When a line contains the string "length", it counts once; give the total of such lines in the entries below and nothing else.

__RECORD SET__
::::::

PR #1297, opened 2016-06-21
Improved handling and monitoring of accounts with many active devices

### LINKED ISSUE #1294: Gracefully handle and/or forbid large number of device records
ref https://bugzilla.mozilla.org/show_bug.cgi?id=1280716

rfk:
Makes handling of push notifications more asynchronous, to hopefully avoid the event-loop-blocking behaviour that caused https://bugzilla.mozilla.org/show_bug.cgi?id=1280716.  Also logs an error when an accounts gets more than 200 sessions or more than 200 devices, to help guide further work on this issue.

Fixes #1294; @philbooth r?

### DIFF
--- a/lib/push.js
+++ b/lib/push.js
@@ -240,63 +240,62 @@ module.exports = function (log, db) {
       if (devices.length > MAX_ACTIVE_DEVICES) {
         reportPushError(new Error(ERR_TOO_MANY_DEVICES), uid, null)
       }
-      return P.all(
-        devices.map(function (device) {
-          var deviceId = device.id.toString('hex')
+      return P.each(devices, function(device) {
+        var deviceId = device.id.toString('hex')
 
-          log.trace({
-            op: LOG_OP_PUSH_TO_DEVICES,
-            uid: uid,
-            deviceId: deviceId,
-            pushCallback: device.pushCallback
-          })
+        log.trace({
+          op: LOG_OP_PUSH_TO_DEVICES,
+          uid: uid,
+          deviceId: deviceId,
+          pushCallback: device.pushCallback
+        })
 
-          if (device.pushCallback) {
-            // send the push notification
-            incrementPushAction(events.send)
-            var pushParams = { 'TTL': options.TTL || '0' }
-            if (options.data) {
-              if (!device.pushPublicKey || !device.pushAuthKey) {
-                reportPushError(new Error(ERR_DATA_BUT_NO_KEYS), uid, deviceId)
-                incrementPushAction(events.noKeys)
-                return
-              }
-              pushParams.userPublicKey = device.pushPublicKey
-              pushParams.userAuth = device.pushAuthKey
-              pushParams.payload = options.data
+        if (device.pushCallback) {
+          // send the push notification
+          incrementPushAction(events.send)
+          var pushParams = { 'TTL': options.TTL || '0' }
+          if (options.data) {
+            if (!device.pushPublicKey || !device.pushAuthKey) {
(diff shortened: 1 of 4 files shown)


rfk:
btw you almost certainly want to ignore whitespace changes in the diff: https://github.com/mozilla/fxa-auth-server/pull/1297/files?w=1

test/local/account_routes.js
```diff
@@ -667,11 +667,24 @@ test('/account/login', function (t) {
...
-        mockLog.close()
+      }).then(function () {
+        mockMailer.sendNewDeviceLoginNotification.reset()
       })
     }, t)
   }, t)
+
+  test('creating too many sessions causes an error to be logged', function (t) {
+    mockDB.sessions = function () {
+      return P.resolve(new Array(201))
```
philbooth: Normally I like to assert that both sides of the boundary condition behave as expected, so I'd add a test case for 200 items too. But also maybe I'm a bit too anal about these things so I'm happy if you choose to ignore this suggestion.

lib/push.js
```diff
@@ -230,63 +235,67 @@ module.exports = function (log, db) {
...
       var events = reasonToEvents[reason]
-      return P.all(
-        devices.map(function (device) {
-          var deviceId = device.id.toString('hex')
+      // There's no spec-compliant way to error out as a result of having
+      // too many devices to notify.  For now, just log metrics about it.
+      if (devices.length > MAX_ACTIVE_DEVICES) {
+        reportPushError(new Error(ERR_TOO_MANY_DEVICES), uid)
+      }
+      return P.each(devices, function(device) {
```
philbooth: Unless I missed it, it doesn't look like there is a test that asserts we call `each` rather than `all` here. If `all` is the thing that monopolised all the resources, should we have one?

test/local/push_tests.js
```diff
@@ -328,6 +328,34 @@ test(
 )
 
 test(
+  'push logs an error when asked to send to more than 200 devices',
```
philbooth: Same comment re: the 200/201 boundary.

philbooth:
Looks good, r+.

rfk:
I've added the suggested boundary-condition tests - assuming travis goes green, @seanmonstar can you please give a quick sanity-check and merge if happy?

lib/routes/account.js
```diff
@@ -390,6 +395,26 @@ module.exports = function (
             )
         }
 
+        function checkNumberOfActiveSessions () {
+          return db.sessions(emailRecord.uid)
```
seanmonstar: If this whole function is *solely* for metrics purposes, would we rather this occur in a `setTimeout`? This PR adds a db call for a user's sessions, only to log a warning, and the response must wait for all that before confirm a login.

rfk: >  adds a db call for a user's sessions

This call was already present for the majority of requests, further down in the `emitSyncLoginEvent` function.  That's also why we store the result into the `sessions` variable, so that this function can use it later.

rfk: (Although the fact that this wasn't obvious, seems like a legitimate criticism of the way the code is currently structured)

seanmonstar: Oh I see, I did fail to notice that the `sessions` variable here is used further below.

rfk: Is it worth splitting into separate `getActiveSessions` and `checkNumberOfActiveSessions` functions to make this clearer?

seanmonstar: Nah, possibly only a comment would help `// save results for later`, but I merged already :D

::::::

__EXPECTED ANSWER__
2